2) Next Year I shall wear Red Shoes as often as possible. Since I have today bought two pairs of red shoes, and my sister in law gave me a very grown-up and very gorgeous red hand-bag for Christmas, I think this one's going to be a doddle.

Yes, I was right. It was a doddle. Could do with some red boots, though...

3) I shall have much more sex in 2006 than I had in 2005. Since I am by nature and choice both faithful AND frivolous, all this fabulous sex will be with Husband. How virtuous is that? I'm going to have it slow, fast, easy and hard, long and langurous, down and dirty, and as often as possible. I also resolve to laugh during sex much more. If only to watch Husband go crosseyed.

If I enlarge on this one, Husband will kill me. I'll just nod, smile and wink a lot.

4) There will be at least one bath-and-book-and-glass-of-wine event a month in 2006. In celebration of the new bath installation, this resolution may well combine with 3) on occasion. Let the good times roll.

Sigh. I slipped up on this one. I think I only did the cadles-wine-bath thing twice. Must Do Better!

5) I will walk barefoot in the rain at least once in 2006, and will make time to swim in the River Derwent in warm weather. I deserve it.

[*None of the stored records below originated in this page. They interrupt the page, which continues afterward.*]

PR #5308, opened 2018-11-06
IGNITE-9989: Fixed jdbc v2 PK metadata

pavel-kuznetsov:


bwzhang2011:
System.out.println() should be removed *MetaData class.

pavel-kuznetsov:
Using another PR :  #5716

PR #5317, opened 2018-11-06
IGNITE-10150: Fixed handling of non-existing cache context in GridRed…

slukyano:
…uceQueryExecutor.


modules/indexing/src/test/java/org/apache/ignite/internal/processors/query/h2/twostep/DisappearedCacheWasNotFoundMessageSelfTest.java
```diff
@@ -61,14 +62,19 @@ public void testDisappearedCacheWasNotFoundMessage() {
             fail("No CacheException emitted.");
         }
         catch (CacheException e) {
-            assertTrue(e.getMessage(), e.getMessage().contains("Cache not found on local node"));
+            boolean exp = e.getMessage().contains("Cache not found on local node");
```
SomeFire: This will not work if the exception is not thrown.

slukyano: If exception is not thrown we hit `fail("No CacheException emitted.");`. Am I missing something?

SomeFire: Yep, sorry, I missed that.

PR #5327, opened 2018-11-06
IGNITE-10085 Compressed files were made more user friendly.

antonovsergey93:


modules/core/src/main/java/org/apache/ignite/internal/processors/cache/persistence/wal/FileWriteAheadLogManager.java
```diff
@@ -2146,7 +2146,7 @@ private void compressSegmentToFile(long nextSegment, File raw, File zip)
 
             try (ZipOutputStream zos = new ZipOutputStream(new BufferedOutputStream(new FileOutputStream(zip)))) {
                 zos.setLevel(dsCfg.getWalCompactionLevel());
-                zos.putNextEntry(new ZipEntry(""));
+                zos.putNextEntry(new ZipEntry(cctx.igniteInstanceName() + "-" + nextSegment + ".wal"));
```
voropava: why not just make it zip without .zip suffix, that is commmon constract for single file archives.

modules/core/src/main/java/org/apache/ignite/internal/processors/cache/persistence/wal/FileWriteAheadLogManager.java
```diff
@@ -2146,8 +2146,8 @@ private void compressSegmentToFile(long nextSegment, File raw, File zip)
 
             try (ZipOutputStream zos = new ZipOutputStream(new BufferedOutputStream(new FileOutputStream(zip)))) {
                 zos.setLevel(dsCfg.getWalCompactionLevel());
-                zos.putNextEntry(new ZipEntry(""));
-
+                zos.putNextEntry(new ZipEntry(cctx.igniteInstanceName() + "-" + nextSegment + ".wal.zip"));
```
voropava: why not just name entry as zip without ".zip" suffix, this is common contract

PR #5334, opened 2018-11-07
IGNITE-10118: JDBC v2 metadata getSchemas() fix

pavel-kuznetsov:


pavel-kuznetsov:
Patch is declined, because this issue is already fixed by IGNITE-9989 fix.

PR #5932, opened 2019-01-25
IGNITE-7883 add check property "key configuration" in cache configurations

a-polyakov:


dspavlov:
IGNITE-7883 | Resolved
-- | --

PR #5935, opened 2019-01-25
IGNITE-11059 Log tx lock timeout.

ivandasch:


modules/core/src/main/java/org/apache/ignite/internal/processors/cache/verify/ContentionClosure.java
```diff
@@ -105,6 +105,9 @@ public ContentionClosure(int minQueueSize, int maxPrint) {
                         catch (GridCacheEntryRemovedException ignored) {
                             cached = entry.context().cache().entryEx(entry.key());
                         }
+                        finally {
+                            cached.touch();
```
ascherbakoff: It seems I was wrong and touch is not needed here, because it could trigger various exceptions on tx prepare/lock acquisition. Touch will be called by code handling the specific transaction. Please remove.

modules/core/src/main/java/org/apache/ignite/internal/processors/cache/distributed/dht/GridDhtLockFuture.java
```diff
@@ -1154,6 +1157,11 @@ private void loadMissingFromStore() {
      * Lock request timeout object.
      */
     private class LockTimeoutObject extends GridTimeoutObjectAdapter {
+        /** */
+        final long longOpDumpTimeout = IgniteSystemProperties.getLong(
```
ascherbakoff: Adding long field overhead to every timeout object holding a constant looks wrong.
Better add new property to IgniteTxManager and create getter/setter. For example look at org.apache.ignite.internal.processors.cache.transactions.IgniteTxManager#slowTxWarnTimeout.
DFLT_LONG_OPERATIONS_DUMP_TIMEOUT will be not needed in such case (could be defined in IgniteTxManager).

modules/core/src/main/java/org/apache/ignite/internal/IgniteKernal.java
```diff
@@ -320,6 +320,9 @@
     /** Separator for formatted coordinator properties. */
     public static final String COORDINATOR_PROPERTIES_SEPARATOR = ",";
 
+    /** Default long operations dump timeout. */
+    public static final long DFLT_LONG_OPERATIONS_DUMP_TIMEOUT = 60_000L;
```
ascherbakoff: Currently used only in LockTimeoutObject , but should be used in IgniteKernal too:
final long longOpDumpTimeout =
            IgniteSystemProperties.getLong(IgniteSystemProperties.IGNITE_LONG_OPERATIONS_DUMP_TIMEOUT, 60_000);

Oh Pffft. Easy. Barefoot in the rain twice, and swimming... well I actually lost count. Somewhere around half a dozen times. We had a good summer!

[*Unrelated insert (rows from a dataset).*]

PR #5949, opened 2019-01-28
IGNITE-8841

gvvinblade:


modules/core/src/main/java/org/apache/ignite/internal/processors/cache/mvcc/PreviousQueries.java
```diff
@@ -0,0 +1,186 @@
...
+        /** */
+        @GridToStringInclude
+        boolean init;
+
+        /** */
+        @GridToStringInclude
+        Set<Long> cntrs;
+
+        /** */
+        boolean done() {
```
AMashenkov: Would name isDone clearer?

modules/core/src/main/java/org/apache/ignite/internal/processors/cache/mvcc/PreviousQueries.java
```diff
@@ -0,0 +1,186 @@
...
+
+            if (init && !hasQueries)
+                removeAndCheckDone(nodeId);
+            else
+                node.init = true;
+        }
+    }
+
+    /** */
+    private void removeAndCheckDone(@NotNull UUID nodeId) {
```
AMashenkov: 'check' look misleading here as we actually 'mark' as done, but not make a check.
Would e.g. 'finish(UUID)' clearer?

modules/core/src/test/java/org/apache/ignite/internal/processors/cache/mvcc/CacheMvccAbstractTest.java
```diff
@@ -1716,12 +1716,19 @@ protected MvccProcessorImpl mvccProcessor(Ignite node) {
      * @throws Exception If failed.
      */
     protected final void checkActiveQueriesCleanup(Ignite node) throws Exception {
-        final MvccProcessorImpl crd = mvccProcessor(node);
+        final MvccProcessorImpl prc = mvccProcessor(node);
```
AMashenkov: Let's rename to 'proc'

modules/core/src/main/java/org/apache/ignite/internal/processors/cache/distributed/near/GridNearTxLocal.java
```diff
@@ -3336,6 +3346,102 @@ else if (mappings.single())
...
+    public IgniteInternalFuture<MvccSnapshot> requestSnapshot() {
+        if (isRollbackOnly())
+            return new GridFinishedFuture<>(rollbackException());
+
+        MvccSnapshot mvccSnapshot0 = mvccSnapshot;
+
+        if (mvccSnapshot0 != null)
+            return new GridFinishedFuture<>(mvccSnapshot0);
+
+        MvccProcessor prc = cctx.coordinators();
```
AMashenkov: Let's rename to 'proc'

modules/core/src/main/java/org/apache/ignite/internal/processors/cache/mvcc/PreviousQueries.java
gvvinblade: possibly, will change

modules/core/src/main/java/org/apache/ignite/internal/processors/cache/mvcc/PreviousQueries.java
gvvinblade: not sure, it is just a couple of doings which is being done in common. It's almost always difficult to come up with right name for such methods. There are two actions here: 1) removing the node from the active list, 2) checking whether the done flag can be set and setting it if it is so. I think the current name is more or less descriptive.

modules/core/src/test/java/org/apache/ignite/internal/processors/cache/mvcc/CacheMvccAbstractTest.java
gvvinblade: Not sure if it's really needed here. There are too many places where this name is used. We may easily rename all of them but in separate commit.

modules/core/src/main/java/org/apache/ignite/internal/processors/cache/distributed/near/GridNearTxLocal.java
gvvinblade: See my comment above

PR #5961, opened 2019-01-29
IGNITE-11222

artemmalykh:


modules/ml/src/main/java/org/apache/ignite/ml/naivebayes/discrete/DiscreteNaiveBayesTrainer.java
```diff
@@ -116,58 +116,58 @@
...
-
-                if (mdl != null && isUpdateable(mdl)) {
-                    if (checkSumsHolder(sumsHolder, mdl.getSumsHolder()))
-                        sumsHolder = sumsHolder.merge(mdl.getSumsHolder());
-                }
-
-                List<Double> sortedLabels = new ArrayList<>(sumsHolder.featureCountersPerLbl.keySet());
-                sortedLabels.sort(Double::compareTo);
-                assert !sortedLabels.isEmpty() : "The dataset should contain at least one feature";
+            DiscreteNaiveBayesSumsHolder sumsHolder = dataset.compute(t -> t, (a, b) -> {
```
dmitrievanthony: I don't understand what have you changed here?

modules/ml/src/main/java/org/apache/ignite/ml/naivebayes/gaussian/GaussianNaiveBayesTrainer.java
```diff
@@ -41,17 +43,10 @@
...
-     * @param datasetBuilder Dataset builder.
-     * @param featureExtractor Feature extractor.
-     * @param lbExtractor Label extractor.
-     * @return Model.
-     */
+    /** {@inheritDoc} */
     @Override public <K, V> GaussianNaiveBayesModel fit(DatasetBuilder<K, V> datasetBuilder,
-        IgniteBiFunction<K, V, Vector> featureExtractor, IgniteBiFunction<K, V, Double> lbExtractor) {
-        return updateModel(null, datasetBuilder, featureExtractor, lbExtractor);
+        IgniteBiFunction<K, V, SimpleLabeledVector<Double>> extractor) {
```
dmitrievanthony: Does it make sense to define a dedicated class like `FeatureLabelExtractor` with methods like `extract()`, `extractFeatures()` and `extractLabel()`.

modules/ml/src/main/java/org/apache/ignite/ml/clustering/kmeans/KMeansTrainer.java
```diff
@@ -82,14 +76,18 @@
 
     /** {@inheritDoc} */
     @Override protected <K, V> KMeansModel updateModel(KMeansModel mdl, DatasetBuilder<K, V> datasetBuilder,
-        IgniteBiFunction<K, V, Vector> featureExtractor, IgniteBiFunction<K, V, Double> lbExtractor) {
+        IgniteBiFunction<K, V, SimpleLabeledVector<Double>> extractor) {
```
zaleslaw: Why did you change this signature?

zaleslaw: Did you change examples according new signatures?

artemmalykh: `SimpleLabeledVector` is a `LabeledVector` with fixed first type parameter. It was created just not to write both parameters in place of usage, from the other hand after your comment I've rechecked the code usages of `LabeledVector` and found out that `V` type parameter is never used in the sense that we nowhere care what exact `Vector` subclass it is, we treat it just a `Vector`, so maybe I will refactor `LabeledVector` and remove this type parameter and after that remove `SimpleLabeledVector` which will become a full duplicate?

As for API. Separable extractors are expressed via inseparable but not vice versa in common case. That's why now the base method using inseparable extractors. From the other hand, you are right, all current trainers except boosting are fine with inseparable ones. Maybe we can add class like `SimpleDatasetTrainer` which has finalized methods with inseparable extractors expressed through abstract methods with separable extractors and subclass all our trainers from them? Idk, just didn't want to change class hierarchy...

I'd like to keep those frivolous resolutions, and add a further one to them:-

6) I shall sing at the top of my voice at least once a week. Probably in the car.

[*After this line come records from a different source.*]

PR #5995, opened 2019-01-31
IGNITE-10261 MVCC: cache operation may hang during late affinity assignment.

rkondakov:


modules/core/src/main/java/org/apache/ignite/internal/processors/cache/distributed/dht/GridDhtGetFuture.java
```diff
@@ -340,7 +342,14 @@ private boolean map(KeyCacheObject key, boolean forceKeys) {
...
                 if (part.reserve()) {
-                    if (forceKeys || (part.state() == OWNING || part.state() == LOST)) {
+                    boolean mvccNoOwners = false;
+
+                    // Force key request is disabled for MVCC. So if there are no partition owners for the given key
+                    // we need to set flag forceKeys to true to avoid useless remapping to other non-owning partitions.
+                    if (cctx.mvccEnabled())
+                        mvccNoOwners = cctx.topology().owners(cctx.affinity().partition(key), topVer).isEmpty();
+
+                    if (forceKeys || (part.state() == OWNING || part.state() == LOST) || mvccNoOwners) {
```
AMashenkov: Should partition state be LOST if it has no owners?
Is additional flag really needed here?

modules/core/src/main/java/org/apache/ignite/internal/processors/cache/distributed/dht/GridDhtGetSingleFuture.java
```diff
@@ -311,7 +313,14 @@ private boolean map(KeyCacheObject key, boolean forceKeys) {
 
             // By reserving, we make sure that partition won't be unloaded while processed.
             if (part.reserve()) {
-                if (forceKeys || (part.state() == OWNING || part.state() == LOST)) {
+                boolean mvccNoOwners = false;
+
+                // Force key request is disabled for MVCC. So if there are no partition owners for the given key
+                // we need to set flag forceKeys to true to avoid useless remapping to other non-owning partitions.
+                if (cctx.mvccEnabled())
```
AMashenkov: Should partition state be LOST if it has no owners?
Is additional flag really needed here?

modules/core/src/test/java/org/apache/ignite/internal/processors/cache/persistence/IgnitePdsCacheStartStopWithFreqCheckpointTest.java
```diff
@@ -84,7 +83,7 @@ private CacheConfiguration cacheConfiguration(int cacheIdx) {
             .setAtomicityMode(CacheAtomicityMode.TRANSACTIONAL)
             .setCacheMode(CacheMode.REPLICATED)
             .setBackups(0)
-            .setRebalanceMode(CacheRebalanceMode.NONE);
+            .setRebalanceDelay(Long.MAX_VALUE);
```
AMashenkov: RebalanceMode.None deprecated in Mvcc mode only.
So, change in tests should not affect non-mvcc scenarios.

If is possible to set proper mode if MvccFeatureChecker.forceMvcc() == true?
Or rewrite rebalance mode in MvccProcessor like we do for Transactional atomicity mode?

modules/core/src/main/java/org/apache/ignite/internal/processors/cache/distributed/dht/GridDhtGetSingleFuture.java
```diff
@@ -311,7 +313,14 @@ private boolean map(KeyCacheObject key, boolean forceKeys) {
...
+                    mvccNoOwners = cctx.topology().owners(cctx.affinity().partition(key), topVer).isEmpty();
+
+                if (forceKeys || (part.state() == OWNING || part.state() == LOST) || mvccNoOwners) {
```
AMashenkov: Is additionl flag really needed here?
If partition has no owner and it is safe for READ operation, it should be in LOST state, isn't is?

PR #5999, opened 2019-02-01
IGNITE-10793: Examples for DataSteamGenerators

avplatonov:


modules/ml/src/main/resources/org/apache/ignite/ml/math/d3-dataset-template.html
```diff
@@ -0,0 +1,112 @@
...
+        width: 25px;
+        height: 25px;
+        margin-left: 5px;
+        vertical-align: bottom;
+    }
+
+</style>
+<body>
+<img style="margin-top: 15px" width="100px" src="https://ignite.apache.org/images/logo3.png">
+<script src="https://cdnjs.cloudflare.com/ajax/libs/d3/4.5.0/d3.min.js"></script>
```
dmitrievanthony: Does it make sense to put the library into local folder? Otherwise these examples won't work without internet connection.

avplatonov: just copy-paste from other tracers)

PR #6001, opened 2019-02-01
IGNITE-11137: IgniteModelStorage improvements for IgniteModel and SQL functionality

dmitrievanthony:


modules/ml/src/main/java/org/apache/ignite/ml/inference/IgniteModelStorageUtil.java
```diff
@@ -112,7 +135,20 @@ private static void saveModelStorage(byte[] serializedMdl, UUID mdlId) {
...
+    /**
+     * Removes model with specified identifier from model storage.
+     *
+     * @param mdlId Model identifier.
+     */
+    private static void removeModelStorage(UUID mdlId) {
+        Ignite ignite = Ignition.ignite();
+
+        ModelStorage storage = new ModelStorageFactory().getModelStorage(ignite);
+        storage.mkdirs(IGNITE_MDL_FOLDER);
```
avplatonov: there is no need to "mkdirs" here
you have added directories after first save

modules/ml/src/main/java/org/apache/ignite/ml/inference/IgniteModelStorageUtil.java
```diff
@@ -125,13 +161,30 @@ private static void saveModelDescriptorStorage(String name, UUID mdlId) {
...
+
+        boolean saved = descStorage.putIfAbsent(name, new ModelDescriptor(
+            mdlId.toString(),
             null,
             new ModelSignature(null, null, null),
             new ModelStorageModelReader(IGNITE_MDL_FOLDER + "/" + mdlId),
             new IgniteModelParser<>()
         ));
+
+        if (!saved)
```
avplatonov: What about flag force for put or another method "putIfAbsent"?
In my opinion such behavior is implicit. OR you should write about exception in javadoc

modules/ml/src/main/java/org/apache/ignite/ml/sql/SQLFunctions.java
```diff
@@ -17,18 +17,29 @@
...
  * SQL functions that should be defined and passed into cache configuration to extend list of functions available
  * in SQL interface.
  */
 public class SQLFunctions {
+    /** Default LRU model cache size. */
+    private static final int LRU_CACHE_SIZE = 10;
+
+    /** Default LRU model cache. */
+    // TODO: IGNITE-11163: Add hart beat tracker to DistributedInfModel.
+    private static final Map<String, Model<Vector, Double>> cache = Collections.synchronizedMap(
```
avplatonov: what about models that was changed after you locally save older model?

modules/ml/src/main/java/org/apache/ignite/ml/inference/IgniteModelStorageUtil.java
dmitrievanthony: I've updated javadoc.

modules/ml/src/main/java/org/apache/ignite/ml/inference/IgniteModelStorageUtil.java
dmitrievanthony: Removed.

modules/ml/src/main/java/org/apache/ignite/ml/sql/SQLFunctions.java
dmitrievanthony: Added thread that clears the cache.

modules/ml/src/main/java/org/apache/ignite/ml/sql/SQLFunctions.java
```diff
@@ -39,10 +70,15 @@
      */
     @QuerySqlFunction
     public static double predict(String mdl, Double... x) {
-        System.out.println("Prediction for " + Arrays.toString(x));
+        Model<Vector, Double> infMdl;
 
-        try (Model<Vector, Double> infMdl = IgniteModelStorageUtil.getModel(mdl)) {
-            return infMdl.predict(VectorUtils.of(x));
+        synchronized (cache) {
```
avplatonov: may be we can use double-check?
synchronization on every predict can be expensive I think

PR #6010, opened 2019-02-04
IGNITE-11183 Fixed proxy in Web Console agent.

nva:


modules/web-console/web-agent/src/main/java/org/apache/ignite/console/agent/AgentLauncher.java
```diff
@@ -375,13 +374,14 @@ public static void main(String[] args) throws Exception {
...
 
-            OkHttpClient sslFactory = builder.build();
-
-            opts.callFactory = sslFactory;
-            opts.webSocketFactory = sslFactory;
             opts.secure = true;
         }
 
+        OkHttpClient okHttpClient = builder.build();
+
```
akuznetsov-gridgain: It seems that after this change SSL will not work.

modules/web-console/web-agent/src/main/java/org/apache/ignite/console/agent/ProxyAuthenticator.java
```diff
@@ -0,0 +1,81 @@
...
+            Request req = res.request();
+            HttpUrl url = req.url();
+            Proxy proxy = route.proxy();
+
+            InetSocketAddress proxyAddr = (InetSocketAddress)proxy.address();
+
+            PasswordAuthentication auth = java.net.Authenticator.requestPasswordAuthentication(
+                proxyAddr.getHostName(), proxyAddr.getAddress(), proxyAddr.getPort(),
+                url.scheme(), challenge.realm(), challenge.scheme(), url.url(),
+                java.net.Authenticator.RequestorType.PROXY);
```
akuznetsov-gridgain: Refactor this const to static import.

modules/web-console/web-agent/src/main/java/org/apache/ignite/console/agent/AgentLauncher.java
nva: All works fine. This was incorrect name of variable in original code.
`OkHttpClient sslFactory = builder.build()`

PR #6026, opened 2019-02-05
IGNITE-10444: MVCC: fix CacheMvccTxFastFinishTest

pavlukhin:


modules/core/src/test/java/org/apache/ignite/internal/processors/cache/CacheMvccTxFastFinishTest.java
```diff
@@ -31,6 +33,8 @@
 public class CacheMvccTxFastFinishTest extends CacheTxFastFinishTest {
```
AMashenkov: Actually, fixed test is muted.
Let's fix this.

pavlukhin: Thanks for noting! Fixed.

PR #6037, opened 2019-02-06
IGNITE-5569 history of node ids to prevent failed nodes to rejoin the…

sergey-chugunov-1985:
… cluster


dspavlov:
IGNITE-5569 | Resolved
-- | --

There. That looks about right. What about you?

Monday, January 01, 2007

I'm learning so fast at the moment. Today I've been working on that cover art sheet. And a new philosophy of time spending. You see, I think the amount of time you spending on non-writing writing-related work breaks down into 5 classifications.

I've explored them for cover art sheets, but they could apply to many tasks...

Lazy
Yes, we all know you'd rather be writing the latest sex scene (oh yeah... oh baby). Hell, you'd rather count commas or check how many times the word, "but" appears in your MS. But, "somewhere in England," is not a suitable location detail. Nor is tall dark and handsome a usable description. Particularly when it's in the 'heroine' box.

Rushed
So you've answered all the questions, but you've still spelled rugged with three gees, and inserted a picture of your last car accident, instead of a tropical beach scene. Could Do Better.

Goldilocks
This is the professional ideal. Just enough time, but not too much. A few pictures, some good scene suggestions for cover inspiration. But not a character family tree, or an explanation of how the villain comes to have the Hapsburg jaw. Juuuuuuuust right.

Apple for Teacher
You tell yourself a little more tweaking of description in the scene suggestions would be good. Maybe a few more urls. Five photos of the house will surely give a better impression than just one, right? Before you know it you're serving buttermilk scones on paper doillies, and then there's no help for you.

Neurotic
Give it up already. No one wants to know how many nose hairs your hero has. Or what's your heroine's favourite flower. Unless she uses it to beat the villain to death, that is. When they asked for a key landscape, they did not need to know a complete geomorphology! Step away from the computer. Now.

No prizes for guessing which classification I fell under today, folks.